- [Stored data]
------------

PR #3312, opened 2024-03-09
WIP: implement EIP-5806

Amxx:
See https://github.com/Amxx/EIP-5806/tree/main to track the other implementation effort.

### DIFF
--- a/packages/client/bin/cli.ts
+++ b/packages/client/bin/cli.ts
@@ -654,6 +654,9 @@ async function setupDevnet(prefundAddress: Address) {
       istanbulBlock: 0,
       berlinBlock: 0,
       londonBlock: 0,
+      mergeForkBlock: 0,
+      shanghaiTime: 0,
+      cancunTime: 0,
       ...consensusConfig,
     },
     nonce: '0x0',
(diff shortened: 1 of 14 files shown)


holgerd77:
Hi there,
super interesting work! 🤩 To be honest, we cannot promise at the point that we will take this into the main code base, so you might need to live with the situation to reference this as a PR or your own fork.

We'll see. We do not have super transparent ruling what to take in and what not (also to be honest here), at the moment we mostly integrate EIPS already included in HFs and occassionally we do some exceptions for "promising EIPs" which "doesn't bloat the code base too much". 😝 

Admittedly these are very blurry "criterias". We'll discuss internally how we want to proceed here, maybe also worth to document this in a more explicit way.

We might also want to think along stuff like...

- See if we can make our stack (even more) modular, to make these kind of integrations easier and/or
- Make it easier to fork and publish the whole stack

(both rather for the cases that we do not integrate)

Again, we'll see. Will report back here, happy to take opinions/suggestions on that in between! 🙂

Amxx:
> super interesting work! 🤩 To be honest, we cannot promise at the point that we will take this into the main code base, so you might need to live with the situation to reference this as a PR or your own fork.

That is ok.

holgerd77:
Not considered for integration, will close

------------

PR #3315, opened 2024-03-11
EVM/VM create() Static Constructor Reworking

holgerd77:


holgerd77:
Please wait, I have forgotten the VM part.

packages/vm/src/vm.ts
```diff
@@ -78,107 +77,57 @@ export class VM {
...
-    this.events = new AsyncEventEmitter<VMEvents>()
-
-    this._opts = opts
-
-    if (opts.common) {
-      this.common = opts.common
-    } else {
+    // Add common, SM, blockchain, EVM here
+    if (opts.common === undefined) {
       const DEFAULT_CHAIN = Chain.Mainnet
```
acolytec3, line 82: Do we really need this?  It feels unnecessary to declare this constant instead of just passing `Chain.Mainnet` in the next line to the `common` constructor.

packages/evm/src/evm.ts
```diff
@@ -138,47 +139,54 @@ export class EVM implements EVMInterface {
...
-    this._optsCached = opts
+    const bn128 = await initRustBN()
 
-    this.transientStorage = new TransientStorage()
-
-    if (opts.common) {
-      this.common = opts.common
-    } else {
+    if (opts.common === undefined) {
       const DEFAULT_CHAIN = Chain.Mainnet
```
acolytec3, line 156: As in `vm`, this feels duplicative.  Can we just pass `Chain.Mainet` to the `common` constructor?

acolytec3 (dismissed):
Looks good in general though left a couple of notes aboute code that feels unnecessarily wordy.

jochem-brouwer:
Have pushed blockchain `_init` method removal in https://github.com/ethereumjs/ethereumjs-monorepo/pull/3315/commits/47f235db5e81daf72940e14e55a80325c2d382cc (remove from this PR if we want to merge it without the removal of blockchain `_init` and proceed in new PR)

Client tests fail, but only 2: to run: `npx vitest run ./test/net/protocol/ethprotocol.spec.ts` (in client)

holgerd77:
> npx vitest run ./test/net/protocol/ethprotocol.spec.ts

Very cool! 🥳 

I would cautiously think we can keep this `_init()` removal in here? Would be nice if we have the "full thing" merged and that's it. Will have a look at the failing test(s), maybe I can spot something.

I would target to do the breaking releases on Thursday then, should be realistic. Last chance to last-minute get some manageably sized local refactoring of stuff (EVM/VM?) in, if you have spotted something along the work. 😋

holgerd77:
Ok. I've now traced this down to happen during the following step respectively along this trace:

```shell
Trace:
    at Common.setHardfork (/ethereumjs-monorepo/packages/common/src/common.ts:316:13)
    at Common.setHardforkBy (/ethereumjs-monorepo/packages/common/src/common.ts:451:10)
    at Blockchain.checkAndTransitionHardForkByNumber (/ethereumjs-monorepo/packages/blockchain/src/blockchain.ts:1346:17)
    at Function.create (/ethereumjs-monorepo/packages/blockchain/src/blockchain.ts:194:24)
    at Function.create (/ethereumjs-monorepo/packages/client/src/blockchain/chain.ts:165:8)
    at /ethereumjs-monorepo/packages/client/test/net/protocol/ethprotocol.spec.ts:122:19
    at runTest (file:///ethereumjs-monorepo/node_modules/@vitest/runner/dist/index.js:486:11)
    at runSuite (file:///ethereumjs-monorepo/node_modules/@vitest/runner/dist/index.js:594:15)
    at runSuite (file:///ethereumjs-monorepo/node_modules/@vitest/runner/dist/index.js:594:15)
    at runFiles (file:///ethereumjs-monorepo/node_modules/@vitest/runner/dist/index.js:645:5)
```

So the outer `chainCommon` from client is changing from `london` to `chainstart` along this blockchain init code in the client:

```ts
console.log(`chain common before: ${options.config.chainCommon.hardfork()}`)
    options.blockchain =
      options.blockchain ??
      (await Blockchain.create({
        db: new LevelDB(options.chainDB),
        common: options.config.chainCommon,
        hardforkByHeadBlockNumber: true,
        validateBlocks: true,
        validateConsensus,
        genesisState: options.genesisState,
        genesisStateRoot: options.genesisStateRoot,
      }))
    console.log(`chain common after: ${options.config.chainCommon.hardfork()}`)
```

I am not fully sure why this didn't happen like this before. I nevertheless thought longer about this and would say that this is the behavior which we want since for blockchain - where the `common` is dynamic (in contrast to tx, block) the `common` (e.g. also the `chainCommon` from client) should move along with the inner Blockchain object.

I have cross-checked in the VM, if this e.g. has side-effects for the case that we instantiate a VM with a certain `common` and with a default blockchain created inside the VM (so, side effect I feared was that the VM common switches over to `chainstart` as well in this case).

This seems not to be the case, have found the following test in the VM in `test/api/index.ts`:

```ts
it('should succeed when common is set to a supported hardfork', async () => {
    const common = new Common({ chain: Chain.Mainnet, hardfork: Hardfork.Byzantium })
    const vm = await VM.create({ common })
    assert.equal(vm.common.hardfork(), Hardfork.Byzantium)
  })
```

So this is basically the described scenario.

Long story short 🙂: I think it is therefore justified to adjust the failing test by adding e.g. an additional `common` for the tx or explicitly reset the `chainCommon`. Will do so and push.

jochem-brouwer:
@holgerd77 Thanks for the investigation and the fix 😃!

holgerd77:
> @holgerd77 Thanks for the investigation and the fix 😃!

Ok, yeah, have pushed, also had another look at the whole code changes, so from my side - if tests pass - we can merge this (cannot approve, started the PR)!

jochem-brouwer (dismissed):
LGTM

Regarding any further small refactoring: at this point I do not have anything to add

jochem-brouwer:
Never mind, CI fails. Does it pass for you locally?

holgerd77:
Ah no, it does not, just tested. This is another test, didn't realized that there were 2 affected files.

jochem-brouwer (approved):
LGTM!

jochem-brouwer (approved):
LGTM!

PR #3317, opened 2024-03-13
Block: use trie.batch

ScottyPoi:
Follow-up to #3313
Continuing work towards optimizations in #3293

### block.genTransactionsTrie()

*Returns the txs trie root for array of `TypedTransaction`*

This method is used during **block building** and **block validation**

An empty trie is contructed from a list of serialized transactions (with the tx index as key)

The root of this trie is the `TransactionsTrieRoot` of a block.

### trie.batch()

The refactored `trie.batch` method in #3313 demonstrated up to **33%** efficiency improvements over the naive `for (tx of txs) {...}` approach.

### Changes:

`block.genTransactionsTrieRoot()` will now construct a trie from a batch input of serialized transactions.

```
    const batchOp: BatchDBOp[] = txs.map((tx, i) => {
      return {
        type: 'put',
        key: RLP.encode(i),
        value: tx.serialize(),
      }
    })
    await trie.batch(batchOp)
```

------------

Show, from the records above, every line that includes "promise".

- [Response area]
super interesting work! 🤩 To be honest, we cannot promise at the point that we will take this into the main code base, so you might need to live with the situation to reference this as a PR or your own fork.
> super interesting work! 🤩 To be honest, we cannot promise at the point that we will take this into the main code base, so you might need to live with the situation to reference this as a PR or your own fork.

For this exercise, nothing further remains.